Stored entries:
========================

PR #1868, opened 2020-12-22
Recruit fewer workers than requested

marktwallace:
This follows up on PR #1858.

These changes allow a distributed query to run with fewer workers than requested.


driver/compile.go
```diff
@@ -134,6 +129,11 @@ func compileMulti(ctx context.Context, program ast.Proc, zctx *resolver.Context,
 	if err != nil {
 		return nil, err
 	}
+	mcfg.Parallelism = len(sources)
+	if mcfg.Parallelism > 1 {
+		program, isParallel = compiler.Parallelize(program, mcfg.Parallelism, sortKey, sortReversed)
+	}
+
```
nwt, line 136: Why move this down here when you could keep it next to the compiler.IsParallelizable call?

ppl/zqd/recruiter/longpoll.go
```diff
@@ -19,6 +19,10 @@ func RecruitWithEndWait(wp *WorkerPool, numberRequested int, loggingLabel string
 			workers = append(workers, api.Worker{Addr: w.Addr, NodeName: w.NodeName})
 		}
 	}
+	logger.Info("Recruit request",
```
nwt, line 22:
```suggestion
	logger.Debug("Recruit request",
```

driver/compile.go
nwt: Oh, it's because you need `len(sources)` for the compiler.Parallelize call. That's hard to see because you're storing it in `mcfg.Parallelism`, so don't.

========================

Requirement: Copy all the records exactly so that no character differs from the source.

Answer area:
PR #1868, opened 2020-12-22
Recruit fewer workers than requested

marktwallace:
This follows up on PR #1858.

These changes allow a distributed query to run with fewer workers than requested.


driver/compile.go
```diff
@@ -134,6 +129,11 @@ func compileMulti(ctx context.Context, program ast.Proc, zctx *resolver.Context,
 	if err != nil {
 		return nil, err
 	}
+	mcfg.Parallelism = len(sources)
+	if mcfg.Parallelism > 1 {
+		program, isParallel = compiler.Parallelize(program, mcfg.Parallelism, sortKey, sortReversed)
+	}
+
```
nwt, line 136: Why move this down here when you could keep it next to the compiler.IsParallelizable call?

ppl/zqd/recruiter/longpoll.go
```diff
@@ -19,6 +19,10 @@ func RecruitWithEndWait(wp *WorkerPool, numberRequested int, loggingLabel string
 			workers = append(workers, api.Worker{Addr: w.Addr, NodeName: w.NodeName})
 		}
 	}
+	logger.Info("Recruit request",
```
nwt, line 22:
```suggestion
	logger.Debug("Recruit request",
```

driver/compile.go
nwt: Oh, it's because you need `len(sources)` for the compiler.Parallelize call. That's hard to see because you're storing it in `mcfg.Parallelism`, so don't.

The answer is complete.